■ Problem requirements
Find the lines below that contain "text" and tally them. Return only the total.
Material for this task Start Marker
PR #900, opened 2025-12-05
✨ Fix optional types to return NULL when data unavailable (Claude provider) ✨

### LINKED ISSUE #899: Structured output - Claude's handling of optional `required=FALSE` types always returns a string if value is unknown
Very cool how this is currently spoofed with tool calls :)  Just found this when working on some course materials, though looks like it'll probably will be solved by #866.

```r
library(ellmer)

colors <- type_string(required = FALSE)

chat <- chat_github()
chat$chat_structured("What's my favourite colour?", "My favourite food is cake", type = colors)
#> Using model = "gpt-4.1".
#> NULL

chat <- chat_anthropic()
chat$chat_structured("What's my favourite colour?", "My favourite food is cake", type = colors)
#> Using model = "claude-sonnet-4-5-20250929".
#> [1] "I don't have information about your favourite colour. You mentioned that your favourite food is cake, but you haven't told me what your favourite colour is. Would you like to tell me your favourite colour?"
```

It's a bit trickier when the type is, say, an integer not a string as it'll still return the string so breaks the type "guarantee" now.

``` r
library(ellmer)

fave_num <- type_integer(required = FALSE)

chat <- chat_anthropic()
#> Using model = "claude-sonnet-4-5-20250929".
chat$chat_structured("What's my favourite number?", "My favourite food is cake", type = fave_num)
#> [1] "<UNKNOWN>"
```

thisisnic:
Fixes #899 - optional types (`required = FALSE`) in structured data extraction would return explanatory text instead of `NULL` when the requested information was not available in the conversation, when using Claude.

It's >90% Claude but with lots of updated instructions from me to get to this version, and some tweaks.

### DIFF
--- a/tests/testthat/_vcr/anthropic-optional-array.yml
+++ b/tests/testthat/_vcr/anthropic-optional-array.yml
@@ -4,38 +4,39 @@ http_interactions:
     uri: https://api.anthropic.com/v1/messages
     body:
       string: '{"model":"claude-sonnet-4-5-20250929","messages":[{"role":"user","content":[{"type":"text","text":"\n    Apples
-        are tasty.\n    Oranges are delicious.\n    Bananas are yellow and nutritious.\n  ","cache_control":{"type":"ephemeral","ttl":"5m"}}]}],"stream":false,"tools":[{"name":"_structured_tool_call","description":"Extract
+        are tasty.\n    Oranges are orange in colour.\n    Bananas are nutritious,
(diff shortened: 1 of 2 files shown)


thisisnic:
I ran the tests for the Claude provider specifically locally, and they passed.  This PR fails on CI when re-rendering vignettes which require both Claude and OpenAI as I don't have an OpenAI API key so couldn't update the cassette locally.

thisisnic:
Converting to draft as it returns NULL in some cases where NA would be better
Material for this task End Marker
Material for this task Start Marker
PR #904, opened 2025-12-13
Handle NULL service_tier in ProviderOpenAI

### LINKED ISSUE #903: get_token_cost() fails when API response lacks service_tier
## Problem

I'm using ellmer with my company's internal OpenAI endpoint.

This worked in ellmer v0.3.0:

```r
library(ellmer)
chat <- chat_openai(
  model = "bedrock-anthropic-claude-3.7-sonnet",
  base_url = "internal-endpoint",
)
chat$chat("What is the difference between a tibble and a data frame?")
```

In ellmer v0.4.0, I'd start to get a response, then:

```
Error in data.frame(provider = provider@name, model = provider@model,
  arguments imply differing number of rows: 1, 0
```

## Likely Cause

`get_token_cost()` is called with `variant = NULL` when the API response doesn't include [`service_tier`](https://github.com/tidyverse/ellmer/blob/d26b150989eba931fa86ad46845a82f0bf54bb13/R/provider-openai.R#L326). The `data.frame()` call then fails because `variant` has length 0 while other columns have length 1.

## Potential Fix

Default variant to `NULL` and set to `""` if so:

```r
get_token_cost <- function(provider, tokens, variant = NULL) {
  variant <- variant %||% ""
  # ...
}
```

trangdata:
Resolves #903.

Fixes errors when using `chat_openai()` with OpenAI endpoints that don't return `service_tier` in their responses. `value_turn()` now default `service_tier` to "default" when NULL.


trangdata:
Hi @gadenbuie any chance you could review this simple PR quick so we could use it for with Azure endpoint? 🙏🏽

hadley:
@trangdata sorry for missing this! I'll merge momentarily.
Material for this task End Marker
■ Your solution
2